Acute Toxicity: dermal
Administrative data
- Endpoint:
- acute toxicity: dermal
- Type of information:
- migrated information: read-across based on grouping of substances (category approach)
- Adequacy of study:
- key study
- Study period:
- From 20 February 2013 to 7 March 2013
- Reliability:
- 2 (reliable with restrictions)
- Rationale for reliability incl. deficiencies:
- other: Well documented GLP study in accordance with OECD Guideline 402 with no deviations. A maximal reliability score of 2 (reliable with restrictions) was assigned because the study was used for read across purposes in this dossier.
Data source
Reference
- Reference Type:
- study report
- Title:
- Unnamed
- Year:
- 2 013
- Report date:
- 2013
Materials and methods
Test guideline
- Qualifier:
- according to guideline
- Guideline:
- OECD Guideline 402 (Acute Dermal Toxicity)
- Deviations:
- no
- GLP compliance:
- yes (incl.
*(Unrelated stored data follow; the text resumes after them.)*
PR #1293, opened 2026-08-24
feat(gtk-host): render React onto the host ops

JumpLink:
The third adapter over one host: `react-reconciler`'s HostConfig mapped onto the
same host ops Vue and Solid use. `scripts/check-adapter-import-direction.mjs` now
reports **3 adapters carry no widget knowledge**.

## Phase 1 first: can react-reconciler run under GJS at all

Measured before writing a line of adapter, with a probe built by this repo's own
CLI (`--app gjs`) and run under `gjs -m`. **Nothing is missing.** react-reconciler
0.29.2 + react 18.3.1 + scheduler 0.23.2 load and render a tree even with
`--globals none`, i.e. with no gjsify polyfill injected at all:

| build | globals present | result |
|---|---|---|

QA statement)
- Test type:
- standard acute method
- Limit test:
- yes
Test material
- Reference substance name:
- Zirconium acetate
- EC Number:
- 231-492-7
- EC Name:
- Zirconium acetate
- Cas Number:
- 7585-20-8
- IUPAC Name:
- zirconium(2+) diacetate
- Test material form:
- other: aqueous solution
- Details on test material:
- - Name of test material (as cited in study report): Zirconium acetate solution
- Substance type: Colourless, clear, free-flowing, light solution
- Physical state: liquid
- Analytical purity: > 99%
- Composition of test material, percentage of components: aqueous solution containing 40.7% zirconium acetate anhydrous
- Purity test date: 30 August 2012
- Lot/batch No.: 12/228
- Expiration date of the lot/batch: August 2013
- Storage condition of test material: ambient conditions
Constituent 1
Test animals
- Species:
- rat
- Strain:
- Sprague-Dawley
- Sex:
- male/female
- Details on test animals or test system and environmental conditions:
- TEST ANIMALS
- Source: Harlan Italy s.r.l., San Pietro al Natisone (UD), Italy
- Age at study initiation: 6 to 8 weeks old
- Weight at study initiation: 176 to 200 grams
- Fasting period before study: none
- Housing: Polysulphone solid bottomed cages measuring 59.5x38x20 cm (during acclimatisation) and 42.5x26.6x18.5 cm (during the study) with nesting material provided into suitable bedding bags
- Diet (e.g. ad libitum): Ad libitum throughout the study
- Water (e.g. ad libitum): Ad libitum
- Acclimation period: At least 5 days
ENVIRONMENTAL CONDITIONS
- Temperature (°C): 22°C ± 2°C
- Humidity (%): 55% ± 15%
- Air changes (per hr): 15 to 20/h
- Photoperiod (hrs dark / hrs light): 12/12
Administration / exposure
- Type of coverage:
- semiocclusive
- Vehicle:
- unchanged (no vehicle)
- Details on dermal exposure:
- TEST SITE
- Area of exposure: 5 x 7 cm on dorsal surfaces of the trunk
- % coverage: 10% of body surface
- Type of wrap if used: A patch of surgical gauze covered by a strip of synthetic film was placed over the treated site and the whole assembly held in place by encircling the trunk of the animal with a length of elastic adhesive bandage, this forming a semi-occlusive barrier.
REMOVAL OF TEST SUBSTANCE
- Washing (if done): gentle swabbing of the skin with cotton wool soaked with lukewarm water.
- Time after start of exposure: 24 hours
TEST MATERIAL
- Concentration (if solution): 2000 mg/kg
- Constant volume or concentration used: yes - Duration of exposure:
- 24 hours
- Doses:
- 2000 mg/kg
- No. of animals per sex per dose:
- 5
- Control animals:
- no
- Details on study design:
- - Duration of observation period following administration: 14 days
- Frequency of observations and weighing: Twice daily for mortality and morbidity, day -1, 1, 8 and 15 for body weight and day of dosing (on dosing, approximately 1, 2 and 4 hours after dosing) and daily thereafter for 14 days for clinical signs
- Necropsy of survivors performed: yes (day 15): carbon dioxide narcosis; necropsy was carried out on all animals (gross necropsy examination for both external and internal abnormalities, with particular attention to the treatment site).
Results and discussion
Effect levels
- Sex:
- male/female
- Dose descriptor:
- LD50
- Effect level:
- > 2 000 mg/kg bw
- Based on:
- other: anhydrous zirconium acetate
- Mortality:
- No mortality occurred in male or female animals following treatment.
- Clinical signs:
- other: No clinical signs were observed.
- Gross pathology:
- No significant abnormalities were found at necropsy examination performed on all animals at termination of the study.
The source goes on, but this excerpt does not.